I would retreat temporarily, nodding.
But by now he was used to the freedom of our conversations. Little by little I had corrupted him. His imperative was weakening. I don’t think this was because I was persuasive; all these ideas had been languishing within him for a long time, unusable. At first he spoke only of primitive man. In this connection, he might let slip such definitive sentences as: “Man has a low fertility rate compared to other animals.”
Or: “Flourishing species strive to increase their numbers and territory as much as possible. Man is a flourishing species; his urge to settle in new places and increase his numbers is natural. By the beginning of our era, the number of people on earth is estimated to have been two to three million … That was the antique world … ” He sighed pensively.
“Malthus … ” I said. Sand gritted in my teeth, and now we turned back.
The doctor’s attitude toward Malthus was complicated. History beckoned him. The ecologist in him was tempted by the epochs that showed through in the distant past, where vain details had been effaced and the count was kept not by decades but by centuries.
“Why do you think Alexander the Great stopped? … No, no, his military machine was flawless. There was nothing in the world that could resist it. Simply, he had gone so far beyond his geographic range, and he had won so long ago the lands sufficient for the further consolidation and prosperity of his own country, that the biological purpose of his aggression (to expand the territory for a flourishing population) was completely exhausted. By the time he reached India and Central Asia he was a traveler, almost an amateur ethnographer: he arrayed himself in the national garb of the new lands that had nominally submitted to him. There was nothing he could do but leave, with no likelihood of reaching the subjugated country ever again … He could not turn back, he seemed to have forgotten where he came from. His death was obscure. Thus all aggression miscarries, establishing only the necessary boundary to the expansion of its geographic range.”
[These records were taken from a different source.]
PR #380, opened 2024-01-03
restart_services.sh: restart pipeline service when `.env` file changes

JenySadadia:
Environment variable `KCI_API_TOKEN` is required to run pipeline services. The variable is defined in `.env` file. Add a script to monitor `.env` file using `inotifywait` tool. If the file changes are detected, that is if the token is modified, restart all the services.

### DIFF
--- a/restart_services.sh
+++ b/restart_services.sh
@@ -1,0 +1,10 @@
+#!/bin/bash
+
+FILE=".env"
+inotifywait -m -e close_write $FILE | while read EVENT;
+do 
+  echo $EVENT      
+  echo ".env file changes detected. Restarting pipeline services..."
+  docker-compose down
+  docker-compose up --build --no-cache
+done


JenySadadia:
`inotifywait` perfectly detects changes when tested with `nano` and `visual studio` editors. 
I have monitored `closed_write` event for file changes that will detect when a file is closed after being opened in writable mode.

The script did not work with `vim` though. I investigated and the reason is, `vim` does not overwrite a file. Instead when a file is modified, it creates a new file, writes content to it, then deletes the old file and moves the new file with the old file name. That's why the tool is not able to detect the file changes as the original gets deleted every time a file is modified with `vim`.

Hence, the script solely depends on the editor's behavior.

nuclearcat (approved):
LGTM,thanks,  we might evolve this script to ENTRYPOINT later on

pawiecz:
I might be missing background information on requirements for this script. In case list of tracked events should be extended to also cover e.g. `vim`, I'd suggest `entr` which would also cover that (but would also require some rework in the script: `ls '.env' | <loop body>`).

There's a handy [list of file watchers](https://anarc.at/blog/2019-11-20-file-monitoring-tools/) in case this topic would be revisited in future.

JenySadadia:
@pawiecz Here is the requirements for the script https://github.com/kernelci/kernelci-pipeline/issues/358

restart_services.sh
```diff
@@ -0,0 +1,11 @@
+#!/bin/bash
+
+FILE=".env"
+inotifywait -m -e close_write $FILE |
+while read EVENT;
+do 
+  echo $EVENT      
+  echo ".env file changes detected. Restarting pipeline services..."
+  docker-compose down
+  docker-compose up --build
```
a-wai, line 10: Might be worth it to add `--no-cache` as well?

JenySadadia: Yes, added the flag.

restart_services.sh
```diff
@@ -0,0 +1,11 @@
+#!/bin/bash
+
+FILE=".env"
+inotifywait -m -e close_write $FILE |
+while read EVENT;
```
a-wai, line 5:
```suggestion
inotifywait -m -e close_write $FILE | while read EVENT
```

Optional, minor nitpick as I didn't understand immediately you were feeding the while loop with the output from `inotifywait`.

a-wai (approved):

restart_services.sh
JenySadadia: Thanks. Fixed it as it improves readability.

PR #383, opened 2024-01-12
config/runtime/kunit: fix artifact field names

hardboprobot:
Normalize field names, replace '.' characters with '_', as dots in fields are problematic with mongodb


nuclearcat (approved):
Tested on staging

PR #384, opened 2024-01-12
src/test_report: sync to latest Node model changes

hardboprobot:


JenySadadia:
Added `staging-skip` as it conflicts with https://github.com/kernelci/kernelci-pipeline/pull/389.

PR #386, opened 2024-01-16
lava_callback: Fix artifact name and move auth at top

nuclearcat:
From security POV authentication should be done before anything. Then, we cannot use log.txt in new data model, dot in key means nested attribute in mongodb.


nuclearcat:
Tested on staging

PR #388, opened 2024-01-16
lava_callback: Job processing can be done asynchronously

nuclearcat:
LAVA have very short timeouts for callbacks, so better to do job submission process asynchronously.


nuclearcat:
Tested on staging, now answering within 100ms and also log file is not truncated. This is intermediate solution.

PR #3436, opened 2018-02-18
procfile optimizations

ktsaou:
This is as good as it can get.

I believe proc file parsing cannot be made faster without per-file specific heuristics (which I strongly believe we should avoid).

So, this PR eliminates a few function calls, a few function call parameters, a few memory lookups and a few local variables, while parsing proc files.

The procfile routines significantly influence apps.plugin - more than half of its execution time is inside `procfile_parser()`. The addition of `/proc/PID/status` significantly affected its cpu usage, however I think we can't do anything more to help it. This is the fastest it can get (without heuristics).


ktsaou:
The cost of `/proc/PID/status` is huge:

apps plugin

PR #3440, opened 2018-02-19
Fixed IDE warning that tracked files are ignored in .gitignore

ccremer:
I was just about to get started in developing a new plugin, when I got this warning.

“Interesting,” I observed. “It’s been a fairly long time since we had a war. Could modern tourism be viewed as sublimated aggression
?”
“Are you saying this to me, or am I to you?” The doctor was tempted. Like Alexander, he could no longer stop. He measured history in imperial giant steps. The same had also happened, as the doctor saw it, with a later people, the Norse (thus he was creeping into epochs closer to ours, while I, like a hunter concealed in his blind, didn’t breathe or move or interrupt). The Vikings had also possessed military might, comparable to Alexander’s. They had had no equal—they could have gained a world much more livable, from our standpoint, than their cliffs and fjords. But from the biological standpoint they behaved more logically than Alexander. They were strong enough to seize Europe, yet they discovered Iceland and Greenland, which Europeans find uninhabitable, and reached the northern shores of America before Columbus. They expanded only within the limits of their natural geographic range, the northern seas.
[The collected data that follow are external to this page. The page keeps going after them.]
PR #3444, opened 2018-02-20
isc_dhcp fix: do not include leases without "ends"

l2isbad:
fixes https://github.com/firehol/netdata/issues/3442

@HammaBamma 
please check it

### DIFF
--- a/plugins.d/python.d.plugin
+++ b/plugins.d/python.d.plugin
@@ -316,10 +316,10 @@ class Plugin(object):
                 job.checked = True
                 continue
             if not job.is_autodetect() or ok is None:
-                job.error('check() => [FAILED]')
+                job.info('check() => [FAILED]')
                 self.delete_job(job)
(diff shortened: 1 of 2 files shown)


ktsaou:
let me know when ready to merge...

HammaBamma:
It works on my primary server as expected, just not on the backup server. I'm going to look further into the isc-dhcpd-server configs, to see why it does the backup state, and if there's a method for it to do some other output. Also, I'd be curious to see if the output changes once the server fails over, and then the script would read it correctly, and start outputting. Thus I could just add both service checks, and one as 0 until it's failed over.. ? Who knows... But thanks for this awesome tool and the quick replies.. I'm going to implement this for a few of my upcoming events and evangelize this!

l2isbad:
@ktsaou merge then

ktsaou:
merged! thanks!

PR #3447, opened 2018-02-20
Add port check plugin

ccremer:
* Is it efficient?
  I don't know, probably not so, since checks for multiple ports are executed sequentially
* Is it secure?
  Depends on your firewall, it may trigger portscan protection
* Why?
  1. For simple use cases where nagios etc. would introduce another unnecessary tool and maintenance
  2. API access for custom dashboards
  3. When using a minimal netdata installation in docker-compose file as slave for health checking a docker image (I'm working on it).

I would like to add alarm templates, but I don't know how (expression) and what a sensible default would be. Any quick ideas? E.g. warning when error code > 0 for last 20 sec, critical over last 1 min. To catch service flapping maybe take averages (e.g. average err code of >0.2) ?

portcheck


ktsaou:
> Is it efficient?
> I don't know, probably not so, since checks for multiple ports are executed sequentially

I believe python.d.plugin runs multiple jobs in parallel. So, it would be best to configure multiple port checks as multiple jobs . @l2isbad can help you more with that.

> I would like to add alarm templates, but I don't know how (expression) and what a sensible default would be. Any quick ideas?

1. gaps should fire an alarm
2. I generally compare the average of the last hour to the average of the last minute. If the minute average is 2x - 3x the hourly average I think it should fire an alarm

The expressions are very simple. Once you have this working, attach here a snapshot and I'll help.

ccremer:
> I believe python.d.plugin runs multiple jobs in parallel. So, it would be best to configure multiple port checks as multiple jobs

I just made these changes in a4327d6. Since I created a dimension for each error type, I figured that multiple jobs are better suited than a single job with multiple ports.

For the alarms I'm going for the error types. e.g. require an 90% uptime of the `success` dimension during the last 1 or 2 minutes. The error type dimensions are binary (1 or 0), so I can directly calculate an average percentage here and still give different alarms depending on error type. I'm leaving the latency chart as a reference for now, since the accuracy of the measurements are apparently not so good (python) #3448 

Are compound alarms possible? e.g. if there are 4 alarm templates for each error type (timeout, unexpected content or status code, ...), but send only one notification if one or more sub-alarms trigger?

ktsaou:
> Are compound alarms possible? e.g. if there are 4 alarm templates for each error type (timeout, unexpected content or status code, ...), but send only one notification if one or more sub-alarms trigger?

not yet, but this is a nice idea...

ccremer:
I made similar alarms to the one in httpcheck. However, can you help me figuring out a sensible latency alarm?

ccremer:
I somehow didn't receive notification about your comment in httpcheck. Please ignore the above for now

l2isbad:
If i [understand it right](https://github.com/firehol/netdata/pull/3448#issuecomment-368266777) this one will be implemented in C.

ktsaou:
> If i understand it right this one will be implemented in C.

Yes, it will eventually, but it does not harm to have alternatives... the whole netdata evolves as time passes...

ccremer:
Please review this too.

ccremer:
bump?

ktsaou:
@l2isbad is this ok to be merged?

ktsaou:
merged! thank you!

I had always wondered at the evident relief with which a man comes down … You no sooner gain a height, spiraling upward like a bird, than you immediately drop like a stone, mistaking some utterly inedible piece of trash for a gopher. But I, too, could not stop: “The history of Russia begins with the Vikings.”
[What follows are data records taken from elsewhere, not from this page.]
PR #3454, opened 2018-02-22
Update documentation for ntpd

rda0:
Documentation updated as requested in #3421.

I added descriptions for the system charts only. Because the peer charts are not shown by default and I do not know what those charts mean :smile: 

The wiki is updated as well.

### DIFF
--- a/conf.d/python.d.conf
+++ b/conf.d/python.d.conf
@@ -56,6 +56,7 @@ go_expvar: no
 # nginx: yes
 # nginx_plus: yes
 # nsd: yes
+# ntpd: yes
 
 # nginx_log has been replaced by web_log
 nginx_log: no
--- a/conf.d/python.d/ntpd.conf
+++ b/conf.d/python.d/ntpd.conf
@@ -58,7 +58,10 @@
 #
 # host: 'localhost'       # the host to query
 # port: '123'             # the UDP port where `ntpd` listens
-# show_peers: no          # use `yes` to show peer charts
+# show_peers: no          # use `yes` to show peer charts. enabling this
+#                         # option is recommended only for debugging, as
+#                         # it could possibly imply memory leaks if the
+#                         # peers change frequently.
 # peer_filter: '127\..*'  # regex to exclude peers
 #                         # by default local peers are hidden
 #                         # use `''` to show all peers.
--- a/conf.d/python.d/ntpd.conf
+++ b/conf.d/python.d/ntpd.conf
@@ -71,3 +71,21 @@
 # ----------------------------------------------------------------------
 # AUTO-DETECTION JOBS
 # only one of them will run (they have the same name)
+
+localhost:
+  name: 'local'
+  host: 'localhost'
+  port: '123'
+  show_peers: no
+
+localhost_ipv4:
+  name: 'local'
+  host: '127.0.0.1'
+  port: '123'
+  show_peers: no
+
+localhost_ipv6:
+  name: 'local'
+  host: '::1'
+  port: '123'
+  show_peers: no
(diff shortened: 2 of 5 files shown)


Ferroin:
For the peer stats:

* `peer_ofset` is the offset of the peer clock relative to the system clock in milliseconds.  Smaller values here weight peers more heavily for selection _after_ the initial synchronization of the local clock.  For a system providing time service to other systems, these should be as low as possible (I aim for +/- 5ms on the two systems I have in the ntp.org server pool).
* `peer_delay` is the RTT for communication with that peer.  In essence, this is the timing you would get back from pinging that peer.  This isn't as critical as either the offset or jitter, but is still factored into the selection algorithm (because as a general rule lower delay means more accurate time).  In most cases, it should be below 100ms.
* `peer_dispersion` is a measure of the estimated error between the peer and the local system.  Lower values here are better.  If I understand correctly, this has to do with things like the frequency offset.
* `peer_jitter` is the essentially a remote estimate of that peers `system_jitter` value.  Lower values here weigh highly in favor of peer selection, and this is a good indicators of overall quality of a given time server (good servers will have values not exceeding single digit milliseconds here, with high quality stratum one servers regularly having sub-millisecond jitter).
* `peer_xleave` I'm not quite sure about this one, but I think it has something to do with the processing delay between a packet being queued and actually being physically sent by the network hardware.
* `peer_rootdelay` For a stratum 1 server, this is the access latency for the reference clock.  For lower stratum servers, it's the sum of the `peer_delay` and `peer_rootdelay` for the system they are syncing off of.  Similarly to `peer_delay`, lower values here are technically better, but have limited influence in peer selection.
* `peer_rootdisp` Is the same thing as `peer_rootdelay`, but measures accumulated `peer_dispersion` instead of accumulated `peer_delay`.
* `peer_stratum` Shows what stratum each peer is.  Should never change in most cases.
* `peer_hmode` and `peer_pmode`  These give info about what mode the packets being sent to and received from a given peer are.  Mode 1 is symmetric active (both the local system and the remote peer have each other declared as peers in `/etc/ntp.conf`), Mode 2 is symmetric passive (only one side has the other declared as a peer), Mode 3 is client, Mode 4 is server, and Mode 5 is broadcast (also used for multicast and manycast operation).  Modes 0, 6, and 7 should never be seen here.
* `peer_hpoll` and `peer_ppoll` log2 representation of the polling interval in seconds.  I'm not quite sure what the difference here is between the two values (they're the same for all peers on all my servers).
* `peer_precision` Not sure about this one either.

ktsaou:
@rda0 do you have any pending items about ntp?
I want to release netdata v1.10 and I don't want to distribute this incomplete.

rda0:
@ktsaou sorry for the delay. I updated `ntpd` documentation and module code as agreed in https://github.com/firehol/netdata/pull/3421#issuecomment-369007351 (item 1 to 6). Unfortunately I do not have enough free time at the moment to do item 7. Would it be OK for you if we change that later?

l2isbad:
@rda0 
Lets [add peer charts](https://github.com/firehol/netdata/blob/master/python.d/ntpd.chart.py#L228) only if [show peers](https://github.com/firehol/netdata/blob/master/python.d/ntpd.chart.py#L236) is `True` (it produces a lot of error logs `...was suppressed due to non updating...`)

ktsaou:
I think that if we ship this with peer charts disabled by default, it would be ok for most users.

rda0:
> Lets add peer charts only if show peers is True

@l2isbad done :+1:

ktsaou:
merged - thank you!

“Even though north, it wasn’t their geographic range,” the doctor said. “Russia Russianized them. Their regime ground to a halt.”
“As in the humorous saying,” I said. “ ‘Come here—I’ve caught a bear, and he won’t let go.’ ”
“That’s it, that’s it,” the doctor agreed.
“But why did the Tatars bog down in Russia?” I went on.
The doctor humphed, chewed a moment, and concluded, “The steppes ended.”
“Did you think that, or did I say it?” I exclaimed admiringly.